Die homebase is vooral niet te verwarren met het o zo populaire social lab?

“Tijdens ons onderzoek merkten we dat de term ‘lab’ slecht valt bij jongeren. Alsof ze proefkonijnen zijn waarop onderzoekers en welzijnswerkers experimenten kunnen loslaten. Bovendien ontbreekt het in een social lab vaak aan wederkerigheid. Wat kopen de jongeren voor hun input? Daar komt bij dat jongeren niet opgroeien in een stabiele ‘laboratoriumsetting’. Hun leven is heel dynamisch. Er wordt van alle kanten aan ze getrokken; door ouders, school, jeugdbendes en sociale media. Nee, het werkt volgens ons beter om niet top-down te werken, maar bottom-up. En samen met de jongeren een vertrouwde plek te creëren.”

Met de jeugdprofessional als spin in het web?

“Klopt, een professional die als rolmodel fungeert en de taal van de jongeren spreekt. Die begeleidt, ondersteunt en adviseert en zoveel mogelijk probeert om de verschillende werelden of domeinen waarin de jongere zich beweegt met elkaar te verbinden. Dat is overigens wezenlijk anders – want veel concreter – dan domeinoverstijgend werken.”

Zíjn die er wel, dit soort professionals?

“In ons onderzoek bij zo’n twaalf inspirerende projecten kwamen we begeleiders tegen die zich met hart en ziel inzetten voor jongeren. Ze zijn zo’n beetje 24/7 beschikbaar. Pittig, maar toch geven ze aan dat ze zelf ook veel voldoening en zingeving halen uit het contact. De relatie is wederkerig, precies wat zo belangrijk is voor jongeren. De begeleiders geven óók aan dat ze veelal aan het pionieren zijn en intuïtief werken. Ze zijn feitelijk vaak onbewust bekwaam. Het zou goed zijn om hun werkwijze expliciet te maken en met elkaar te delen wat werkt. Hoe voer je nu een gesprek met een jongere die met één been in het criminele circuit staat? Of hoe de-escaleer je een conflict in de groep? Dat helpt gemeenten een passend profiel op te stellen en de juiste professionals aan te trekken.”

Wat is ervoor nodig om goede homebases op te tuigen?

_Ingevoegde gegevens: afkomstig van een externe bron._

PR #5817, opened 2023-07-21
cops: upgrade to 1.4.2

smaarn:
## Description

Original project has gone quiet for some time now (few years).

A fork has been created and maintained since which includes an OOM fix when trying to download "big files" and adds support for latest supported PHP versions.

This MR is therefore aiming for

1. Switching to the fork
2. Upgrading PHP requirement (7.4) to be usable on DSM 7
3. Add support for `.htaccess` migration

Additionally all its wizards are switched to using mustache templates.

## Checklist

### Type of change

- [x] Bug fix
- [x] Package update


spk/cops/src/wizard_templates/install_uifile.yml
```diff
@@ -0,0 +1,13 @@
...
+EXISTING_CALIBRE_DIRECTORY_LABEL: "Calibre directory"
+COPS_CATALOG_TITLE_DESCRIPTION: "Catalog title."
+COPS_CATALOG_TITLE_LABEL: "Catalog title"
+
+COPS_CONFIGURATION_SECOND_STEP_TITLE: "COPS configuration (next)"
+DO_YOU_WANT_TO_USE_COPS_WITH_A_KOBO_DESCRIPTION: "Do you want to use COPS with a Kobo eReader?"
+DO_YOU_WANT_TO_USE_COPS_WITH_A_KOBO_LABEL: "Kobo"
+
+DSM_PERMISSIONS_TITLE: "Attention! DSM Permissions"
+DSM_PERMISSIONS_TEXT: "Permissions are managed with the group <b>http</b> in DSM.<br>The group 'users' is no longer used as of DSM 6.<br>Package user (= sc-cops) will not appear on most UI settings.<br>Including the following:<br>- Application privilege's permission viewer<br>- FPT's chroot user selector<br>- File Stations's<br>- Change owner<br>- Shared Links Manager -> Enable secure sharing<br><br>The only exceptions are:<br>- Control Panel > Shared Folder > Edit > Permission > System internal user<br>- ACL editor<br>"
```
hgy59, line 13: Please provide a link to the permission management wiki page. This is mandatory and avoids discussions as in #5832.

The text _The group 'users' is no longer used as of DSM 6._ and more is related to the DSM5 to DSM 6 migration and is obsolete.

smaarn: Indeed. Fixed.

spk/cops/src/wizard_templates/install_uifile.yml
```diff
@@ -0,0 +1,13 @@
...
+EXISTING_CALIBRE_DIRECTORY_LABEL: "Calibre directory"
+COPS_CATALOG_TITLE_DESCRIPTION: "Catalog title."
+COPS_CATALOG_TITLE_LABEL: "Catalog title"
+
+COPS_CONFIGURATION_SECOND_STEP_TITLE: "COPS configuration (next)"
+DO_YOU_WANT_TO_USE_COPS_WITH_A_KOBO_DESCRIPTION: "Do you want to use COPS with a Kobo eReader?"
+DO_YOU_WANT_TO_USE_COPS_WITH_A_KOBO_LABEL: "Kobo"
+
+DSM_PERMISSIONS_TITLE: "Attention! DSM Permissions"
+DSM_PERMISSIONS_TEXT: "Package user and group will not appear on most UI settings. Please read <a target=\"_blank\" href=\"https://github.com/SynoCommunity/spksrc/wiki/Permission-Management\">Permission Management</a> for details."
```
hgy59, line 13: @smaarn I you wonder, why you get invalid packages with the latest change, you have to qote the `\` and the `"` like this

`target=\\\"_blank\\\"`

to generate a valid json file

```suggestion
DSM_PERMISSIONS_TEXT: "Package user and group will not appear on most UI settings. Please read <a target=\\\"_blank\\\" href=\\\"https://github.com/SynoCommunity/spksrc/wiki/Permission-Management\\\">Permission Management</a> for details."
```

spk/cops/src/wizard_templates/install_uifile_fre.yml
```diff
@@ -0,0 +1,13 @@
...
+EXISTING_CALIBRE_DIRECTORY_LABEL: "Répertoire contenant Calibre"
+COPS_CATALOG_TITLE_DESCRIPTION: "Titre du catalogue."
+COPS_CATALOG_TITLE_LABEL: "Titre du catalogue"
+
+COPS_CONFIGURATION_SECOND_STEP_TITLE: "Configuration de COPS (suite)"
+DO_YOU_WANT_TO_USE_COPS_WITH_A_KOBO_DESCRIPTION: "Voulez vous utiliser COPS avec votre liseuse Kobo ?"
+DO_YOU_WANT_TO_USE_COPS_WITH_A_KOBO_LABEL: "Kobo"
+
+DSM_PERMISSIONS_TITLE: "Attention! DSM Permissions"
+DSM_PERMISSIONS_TEXT: "L'utilisateur et le group du package n'apparaîtront pas sur la plupart des UI réglages. Veuillez vous référrer à <a target=\"_blank\" href=\"https://github.com/SynoCommunity/spksrc/wiki/Permission-Management\">Permission Management</a> pour plus de détails."
```
hgy59, line 13: the same here
```suggestion
DSM_PERMISSIONS_TEXT: "L'utilisateur et le group du package n'apparaîtront pas sur la plupart des UI réglages. Veuillez vous référrer à <a target=\\\"_blank\\\" href=\\\"https://github.com/SynoCommunity/spksrc/wiki/Permission-Management\\\">Permission Management</a> pour plus de détails."
```

hgy59:
@smaarn unfortunately the github lint action cannot not find json syntax errors here, as the wizard files are generated upon build...

It would be great to have a syntax check of the generated wizard files, but it is not worth to include `npm install jsonlint` in the Dockerfile...

spk/cops/src/service-setup.sh
```diff
@@ -5,19 +5,15 @@ PACKAGE_NAME="com.synocommunity.packages.${SYNOPKG_PKGNAME}"
...
+WEB_DIR="/var/services/web_packages"
+SECURITY_SETTINGS_FILE="${WEB_DIR}/${SYNOPKG_PKGNAME}/${SECURITY_SETTINGS_FILE_NAME}"
 CFG_FILE="${WEB_DIR}/${SYNOPKG_PKGNAME}/${CFG_FILE_NAME}"
-BUILDNUMBER="$(/bin/get_key_value /etc.defaults/VERSION buildnumber)"
 
 USER="http"
 GROUP="http"
-PHP_CONFIG_LOCATION="$([ "${BUILDNUMBER}" -ge "7135" ] && echo -n /usr/local/etc/php56/conf.d || echo -n /etc/php/conf.d)"
 
 service_preinst ()
```
hgy59, line 18: @smaarn to show the error message to the user, `service_preinst` must be replaced by `validate_preinst`.

otherwise the installation does not terminate and the error message is shown in the intallation logs only.

So this package requires that the shared folder is created before the installation of cops and the calibre data must already exist in the shared folder.
This is worth to mention in the install wizard too (not only the need of trailing `/`).

A more enhanced wizard would test the existance of the folder and metadata.db in a wizard validation function of the first page....

hgy59:
@smaarn I have now a working version of COPS on DSM 7.2.

The last failure was, that I did not install Apache 2.4. 
Without the package, there was an installation error logged in `/var/log/synopkgmgr.log` with the error `"failed to acquire postinst worker"` for cops.
Can we add `Apache2.4` to `"SPK_DEPENDS"` ?

hgy59:
> @smaarn I have now a working version of COPS on DSM 7.2.
> 
The online viewer is not yet working.
When I click the 👁️ eye icon available for ebup books, I get redirected to a page showing status 500. (the url looks like `/cops/epubreader.php?data=214&db=`)

The same ebook works with `cops 1.1.3-6` on DSM 5.2.

The only error log found is in `/var/log/nginx/error.log` (ip addresses replaced by {client-ip} and {server-ip})
```
2023/08/06 16:01:44 [error] 6170#6170: *11699 open() "/var/services/web/favicon.ico" failed (2: No such file or directory), client: {client-ip}, server: , request: "GET /favicon.ico HTTP/1.1", host: "{server-ip}", referrer: "http://{server-ip}/cops/epubreader.php?data=214&db="
```

smaarn:
Will be checking for adding a json check. I am wondering if a simple jq  processing wouldn't be doing the trick.

spk/cops/src/conf/resource
```diff
@@ -3,13 +3,14 @@
...
       "display_name": "COPS",
+      "icon": "app/images/cops-{0}.png",
       "type": "apache_php",
       "root": "cops",
       "backend": 2,
       "php": {
         "profile_name": "cops",
         "profile_desc": "PHP profile used by cops",
-        "backend": 6,
+        "backend": 11,
```
hgy59, line 13: @smaarn additionally the "zlib" extension is required to view (uncompress) epub books.

hgy59:
> > @smaarn I have now a working version of COPS on DSM 7.2.
> 
> The online viewer is not yet working. When I click the 👁️ eye icon available for ebup books, I get redirected to a page showing status 500. (the url looks like `/cops/epubreader.php?data=214&db=`)
> 
> The same ebook works with `cops 1.1.3-6` on DSM 5.2.
> 
> The only error log found is in `/var/log/nginx/error.log` (ip addresses replaced by {client-ip} and {server-ip})
> 
> ```
> 2023/08/06 16:01:44 [error] 6170#6170: *11699 open() "/var/services/web/favicon.ico" failed (2: No such file or directory), client: {client-ip}, server: , request: "GET /favicon.ico HTTP/1.1", host: "{server-ip}", referrer: "http://{server-ip}/cops/epubreader.php?data=214&db="
> ```

this can be fixed by adding the "zlib" extension for php

_got this error with cops 1.1.3 on DSM 6 without zlib extension
`clsTbsZip ERROR with the zip archive: Unable to uncompress file "META-INF/container.xml" because extension Zlib is not installed.`_

hgy59:
@smaarn can we please downgrade the required php to v7.4 (instead of 8.2) to get compatibility with DSM 7.1 and DSM 6?

smaarn:
> @smaarn can we please downgrade the required php to v7.4 (instead of 8.2) to get compatibility with DSM 7.1 and DSM 6?

@hgy59 unfortunately we don't have much choice here. The forked version actually requires PHP 8.2. Another option would be to do this in two steps:

1. An intermediary version which would be fixing the zlib issue, the installation wizard and OOM (using a patch file)
2. A final version doing the migration to the fork

WDYT ?

hgy59:
> > @smaarn can we please downgrade the required php to v7.4 (instead of 8.2) to get compatibility with DSM 7.1 and DSM 6?
> 
> @hgy59 unfortunately we don't have much choice here. The forked version actually requires PHP 8.2. Another option would be to do this in two steps:
> 
>     1. An intermediary version which would be fixing the zlib issue, the installation wizard and OOM (using a patch file)
> 
>     2. A final version doing the migration to the fork
> 
> 
> WDYT ?

Regarding the [Changelog](https://github.com/mikespub-org/seblucas-cops/blob/main/CHANGELOG.md), php8 is required for cops >= 1.4 (but not for 1.3.6).

So since the last published version of cops is broken on DSM 6, it would be good to have a fixed version (it is not only the missing zlib extension entry).

spk/cops/src/service-setup.sh
smaarn: Had a quick look at the Synology APIs but couldn't find any function which would allow such a thing. We'll be doing that async.

In the meantime I fixed the invalid override.

spk/cops/src/conf/resource
smaarn: That's great ! I must confess I never had tried that feature.

This is now fixed.

smaarn: (Thanks for the hint)

smaarn:
> Regarding the [Changelog](https://github.com/mikespub-org/seblucas-cops/blob/main/CHANGELOG.md), php8 is required for cops >= 1.4 (but not for 1.3.6).

Alas, it seems that the 1.2.0 is already about migrating to PHP 8.0.

> 
> So since the last published version of cops is broken on DSM 6, it would be good to have a fixed version (it is not only the missing zlib extension entry).

That's a fair point. Will be making an intermediary fixed version.

spk/cops/src/service-setup.sh
hgy59: > Had a quick look at the Synology APIs but couldn't find any function which would allow such a thing. We'll be doing that async.
> 

We ca do this later.

BTW:
wizard is only documented in the DSM6 developer guide

a validation function is documented as
```json
{
  "step_title": "Step2",
  "items": [{
    "type": "multiselect",
    "desc": "a check group",
    "subitems": [{
      "key": "check1",
      "desc": "Check button 1"
    }, {
      "key": "check2",
      "desc": "Check button 2",
      "defaultVaule": true,
      "validator": {
        "fn": "{var v=arguments[0]; if (!v) return 'Check this';return true;}"
      }
    }]
  },
```

hgy59:
> > Regarding the [Changelog](https://github.com/mikespub-org/seblucas-cops/blob/main/CHANGELOG.md), php8 is required for cops >= 1.4 (but not for 1.3.6).
> 
> Alas, it seems that the 1.2.0 is already about migrating to PHP 8.0.

Indeed there is no note in the changelog, that PHP 8 is required, there are only entries about PHP 8 compatibility.
cops 1.3.6 runs successfully with PHP 7.4 (changed php backend from 11 to 8 in the resource file and did a fresh install after removing PHP8.2 package).

spk/cops/src/wizard_templates/install_uifile
```diff
@@ -0,0 +1,51 @@
...
+    "items": [
+        {
+            "desc": "{{{PHP_CONFIGURATION_REQUIREMENTS_EXPLANATION}}}"
+        },
+        {
+            "desc": "<ul><li>gd</li><li>intl</li><li>pdo_sqlite</li><li>sqlite3</li><li>zlib</li></ul>"
+        }
+    ]
+},
+{{/IS_DSM_6}}
```
smaarn, line 43: #5819 is allowing this

smaarn:
Bumped to 1.4.2 which is supposed to officially support PHP 7.4

Generated packages here: https://github.com/smaarn/spksrc/releases/tag/cops-1.4.2-rc-1

Will be testing out the newly generated binaries right away.

smaarn:
Fixed installer PHP instructions for DSM 7

New binaries: https://github.com/smaarn/spksrc/releases/tag/cops-1.4.2-rc-2

smaarn:
PTAL @hgy59 I upgraded to 1.4.2 and fixed a few mustache issues (basically DSM 6 and DSM 7 weren't appropriately separated)

hgy59:
@smaarn just a small issue with DSM 6:

the installation logs show:
```

2023/08/27 20:00:55     ===> Step postinst. STATUS=INSTALL USER=http GROUP=http SHARE_PATH=
2023/08/27 20:00:55     Begin save_wizard_variables
2023/08/27 20:00:55     End save_wizard_variables
chown: missing operand after '/var/packages/cops/etc/installer-variables'
Try 'chown --help' for more information.
2023/08/27 20:00:56     Adding '' to 'http'
2023/08/27 20:00:57     Group Name: [http]
2023/08/27 20:00:57     Group Type: [AUTH_LOCAL]
2023/08/27 20:00:57     Group ID:   [1023]
2023/08/27 20:00:57     Group Members:
```

So for DSM < 7 we need `SERVICE_USER` definition, otherwise `sc-cops` is not created, and not available for shared folder permissions.

Please add this to the Makefile (just above the `SERVICE_SETUP = src/service-setup.sh`
```
SERVICE_USER = auto
```

hgy59 (approved):
LGTM now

“Allereerst méér jongerenwerkers dan de 1.500 tot 2.000 die we nu tellen in ons land. Zij weten wat het is om outreachend, preventief en domeinverbindend te werken – meer dan de 44.000 jeugdzorgmedewerkers die Nederland rijk is; die hebben vaak juist moeite om in de eigen omgeving van jongeren te werken, op straat of in de wijk. Daarnaast hebben de jongerenwerkers professionele ondersteuning nodig. Bijvoorbeeld in de vorm van een begripvolle manager die vertrouwen geeft, voor een goede achtervang zorgt en intervisie stimuleert. Ook moeten ze handvatten aangereikt krijgen om samen met de jongeren vorm en inhoud te geven aan een homebase die past in hún wijk.”

Laat me raden, daarvoor hebben jullie een tool ontwikkeld?

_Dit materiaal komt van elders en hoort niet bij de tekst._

PR #5800, opened 2023-07-03
Python 3.10.12 and 3.11.4 update

th0ma7:
## Description

Python 3.10.12 and 3.11.4 update

Fixes n/a

## Checklist

- [ ] Build rule `all-supported` completed successfully
- [ ] New installation of package completed successfully
- [ ] Package upgrade completed successfully (Manually install the package again)
- [ ] Package [functionality was tested](https://github.com/SynoCommunity/spksrc/wiki/Package-Update-Policy#tests-checks)
- [ ] Any needed [documentation](https://github.com/SynoCommunity/spksrc/wiki/Create-documentation) is updated/created

### Type of change

- [ ] Bug fix
- [ ] New Package
- [x] Package update
- [ ] Includes small framework changes
- [ ] This change requires a documentation update (e.g. Wiki)

PR #5818, opened 2023-07-22
py310-311: Re-include openssl 1.x until all py-spk migrated over

th0ma7:
## Description

py310-311: Re-include openssl 1.x until all py-spk migrated over

Fixes #5800

## Checklist

### Type of change

- [x] Bug fix
- [ ] New Package
- [ ] Package update

### DIFF
--- a/spk/python310/Makefile
+++ b/spk/python310/Makefile
@@ -13,7 +13,7 @@ DESCRIPTION_FRE = Language de programmation Python.
 DESCRIPTION_SPN = Lenguaje de programación Python.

“Klopt, de Homebase-scan. We hebben in kaart gebracht waaraan een geslaagde homebase moet voldoen. Denk aan een familiegevoel creëren, een vertrouwensband opbouwen en domeinverbindend werken. Op basis daarvan kunnen jongeren, professionals en beleidsmakers met elkaar in gesprek. Bijvoorbeeld over wat er al is in de wijk en de behoeften en interesses van jongeren. En over welke stappen ze als eerste zetten. Want er is niet zoiets als een kant-en-klaar bouwpakket; elke homebase is anders. Dat is precies de kracht ervan.”

In het kort

Wat: ‘Verkenning Homebase, een basis voor interventies ter preventie van jeugdcriminaliteit’.

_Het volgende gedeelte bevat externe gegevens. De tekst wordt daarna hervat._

PR #5819, opened 2023-07-22
Add mustache to dev env

smaarn:
## Description

mustache is a very simple template language which could be used to easily generate internationalized wizards.

This is an attempt to integrate it in the dev environment and would be a prerequisite for https://github.com/SynoCommunity/spksrc/pull/5817

Homepage: https://mustache.github.io/

## Checklist

### Type of change


smaarn:
TBH there is this still the documentation which could be added about the "how to use it".

hgy59:
@smaarn I had to break the identation to limit the single RUN command to install packages.

and added zip package for a future removement of native/zip...

@th0ma7, @publicarray, @mreid-tt can you have a second look on the wizard generation from templates?

mk/spksrc.spk.mk
th0ma7, line 1: Nicely done.

hgy59 (approved):
LGTM

hgy59:
@smaarn 
BTW normally I used to add a custom build step to install packages before they are available in the dev env with
```
   sudo apt-get update
   sudo apt-get install ruby-mustache
```

but due to the sudo file error (fixed here) this did not work in spksrc containers on my newer dev machine with debian bookworm.

mreid-tt:
@smaarn, I see the wizards in cops and I like them. I'd like to incorporate in the next update to owncloud. Will the template also work for `install_uifile.sh` files?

Door wie: Femke Kaulingfreks (lector jeugd en samenleving Hogeschool Inholland), Jan Dirk de Jong (lector aanpak jeugdcriminaliteit Hogeschool Leiden) en Stijn Sieckelinck (lector youth spot Hogeschool van Amsterdam).

In opdracht van: directie samenleving en integratie van het ministerie van Sociale Zaken.

Opvallend omdat: het onderzoek is gebaseerd op participatieve observaties in de dagelijkse praktijk van jeugdprofessionals.

Verder lezen? inholland.nl.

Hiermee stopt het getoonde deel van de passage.